Information supplied: Begin
PR #152, opened 2018-04-21
Add background download task support

SPTAndrewChang:
Rather than always using a data task to make requests, this change allows a "background policy" to be set on requests that determine when/if a background task is created:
Information supplied: End
Work order.
Beginning with the line containing "Add background download task support", repeat each line of the listing above, exactly, through the last one, and stop there.

Output below.
Add background download task support

SPTAndrewChang:
Rather than always using a data task to make requests, this change allows a "background policy" to be set on requests that determine when/if a background task is created:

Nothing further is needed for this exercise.